Proficiency in manipulation of algebraic equations and methods of differentiation and integration at the level of MATH 124 & 125 are assumed.



W.E. Boyce & R.C. DiPrima, Elementary Differential Equations and Boundary Value Problems. The text is not required, but obtaining some edition of it is to use as a reference is strongly recommended. I will also provide a pdf of notes from a previous iteration of the course.


Suggestion box

If you have a suggestion or any comments on anything related to the course that you do not feel comfortable bringing up with me in person, I have created an anonymous suggestion survey. I urge you to bring issues to my attention sooner rather than later. I'll do my best to address your concerns in a timely manner. The survey can be accessed here.
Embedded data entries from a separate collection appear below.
PR #868, opened 2024-02-29
react: add useProfilePrice hook

krzysu:


packages/react/src/misc/adapters/useProfilePriceController.ts
```diff
@@ -0,0 +1,37 @@
...
+  PromiseResult,
+  assertError,
+  failure,
+  matic,
+  success,
+} from '@lens-protocol/shared-kernel';
+
+import { useSharedDependencies } from '../../shared';
+
+export function useProfilePriceController() {
```
krzysu, line 17: I decided to keep all logic in the controller without splitting into gateway/presenter, wdyt?

packages/react/src/misc/adapters/useProfilePriceController.ts
```diff
@@ -0,0 +1,37 @@
...
+      const provider = await providerFactory.createProvider({ chainType: ChainType.POLYGON });
+      const contract = permissionlessCreator(
+        config.environment.contracts.permissionlessCreator,
+        provider,
+      );
+
+      const priceBN = await contract.getProfileWithHandleCreationPrice();
+      const result = formatUnits(priceBN, matic().decimals);
+
+      return success(Amount.matic(result));
```
krzysu, line 31: I have some experience recently with using Amount and different types of assets and I don't find it easy to work with, as you can see in the example above.

packages/gated-content/package.json
```diff
@@ -116,12 +116,5 @@
       "web/index.ts"
     ],
     "exports": true
-  },
-  "pnpm": {
```
krzysu, line 120: pnpm was complaining about this, it should be defined at the root of the monorepo

cesarenaldi: I think the intent was to not have this warning screaming at people using `pnpm` to install these packages.

cesarenaldi: Actually I don't know if this is effective if done on what, from the consumer perspective, is a dependency `package.json`

packages/react/src/misc/adapters/useProfilePriceController.ts
```diff
@@ -0,0 +1,23 @@
+import { UnspecifiedError } from '@lens-protocol/api-bindings';
+import { GetProfilePrice, ProfilePrices } from '@lens-protocol/domain/use-cases/profile';
+import { PromiseResult } from '@lens-protocol/shared-kernel';
+
+import { useSharedDependencies } from '../../shared';
+import { PromiseResultPresenter } from '../../transactions/adapters/PromiseResultPresenter';
+import { ProfilePriceGateway } from './ProfilePriceGateway';
+
+export type ProfilePriceResult = ProfilePrices;
```
cesarenaldi, line 9: Do we need to alias it? The `Result` suffix could lead to confusion given the term is widely used in the context of `Result<T, E>`.

packages/react/src/misc/useProfilePrice.ts
```diff
@@ -0,0 +1,46 @@
...
+        setError(result.error);
+        return;
+      }
+
+      setPrices(result.value);
+    };
+
+    void fetchData();
+    // eslint-disable-next-line react-hooks/exhaustive-deps
+  }, []);
```
cesarenaldi, line 43: Should we just make it lazy at this point? `data` comes back as `ProfilePriceResult` as well as part of the lazy callback?

packages/react/src/misc/adapters/useProfilePriceController.ts
cesarenaldi: `ProfilePrices` seems good to go out in the wild, it's DTO anyway.

packages/react/src/misc/useProfilePrice.ts
```diff
@@ -0,0 +1,46 @@
...
+ *
+ * @example
+ * ```tsx
+ * const { data, error, loading } = useProfilePrice();
+ * ```
+ *
+ * @category Misc
+ * @group Hooks
+ */
+export function useProfilePrice(): ReadResult<ProfilePriceResult> {
```
cesarenaldi, line 24: Should we consolidate the use of plural/singular? Sometimes we say `ProfilePrices`, here it's singular.

krzysu: I made it plural as we expect to add more currencies soon

packages/gated-content/package.json
krzysu: I removed this as pnpm complains, when running install with:

```
packages/gated-content                   |  WARN  The field "pnpm" was found in /lens-sdk/packages/gated-content/package.json. 
This will not take effect. You should configure "pnpm" at the root of the workspace instead.
```

packages/react/src/misc/useProfilePrice.ts
krzysu: made it lazy, added also error handling

examples/web/src/profiles/UseCreateProfile.tsx
```diff
@@ -1,7 +1,26 @@
...
 import { RequireConnectedWallet } from '../components/auth';
+import { formatAmount } from '../utils/formatAmount';
+
+function ProfilePrice() {
+  const { data, execute, loading, error } = useProfilePrices();
+
+  useEffect(() => {
+    void execute();
+    // eslint-disable-next-line react-hooks/exhaustive-deps
+  }, []);
```
krzysu, line 14: the only problem is here, if `execute` is provided in useEffect deps, then the app is stuck in a never-ending loop.

cesarenaldi: Can we brainstorm some options here? Seems a flaw in the way `useDeferredTask` is implemented.

krzysu: even if not perfect, I'd merge this branch as an example of onchain read hook, and keep it low profile, wdyt?

cesarenaldi:
Parking this one for now.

There will be three in-class examinations and a final, tentatively scheduled as follows:

  • Exam 1: Friday, October 19 (week 3)
  • Exam 2: Friday, November 9 (week 6)
  • Exam 3: Friday, November 30 (week 9)
  • Final: Monday, December 10, 8:30-10:20AM (finals week)

Each exam will contain questions from every key skill previously covered in class, giving you multiple opportunities to demonstrate mastery. For example, if exam 1 covered skills 1-4, then exam 2 could have questions from skill 1 and 3-10 (skill 2 is only available through exam 1). The final will include questions from all key skills apart from skill 2.

In addition to the in-class examinations, I will also schedule weekly one-hour sessions outside of class for you to attempt to demonstrate mastery. At the end of each week I will put up an optional poll where you can specify which key skills you would like to be tested on and choose from a list of possible times. I will select the time that works for the most people. I will not hold testing sessions on the weeks when we already have in-class exams (weeks 3, 6, and 9).

No calculators, computers, collaboration, or cheat sheets will be allowed on exams.



In this course we will use a mastery-based approach. Associated with the class are 14 key skills. Successful students should demonstrate mastery of all of them by the end of the quarter. Your grade is determined by the number of key skills you master during the course.

Number of mastered skills Grade


11 3.8
10 3.6
9 3.4
8 3.2
7 3.0
6 2.5
5 2.0
4 and below 0.0

The examinations are your opportunity to demonstrate mastery of the skills. Problems on the examinations will be labeled with corresponding key skills. You need only demonstrate mastery in a particular area once. You may attempt to demonstrate mastery multiple times. You will not, in general, be penalized for when a skill is mastered.

Key skills

  1. Homework

    • Demonstrating mastery in this category requires earning a satisfactory grade on all homework assignments (see below for what constitutes a satisfactory grade).
  2. Prerequisite knowlege (must be satisfied by or on the first exam)
    • Derivatives: Students are able to differentiate common functions and combinations of common functions using the following techniques.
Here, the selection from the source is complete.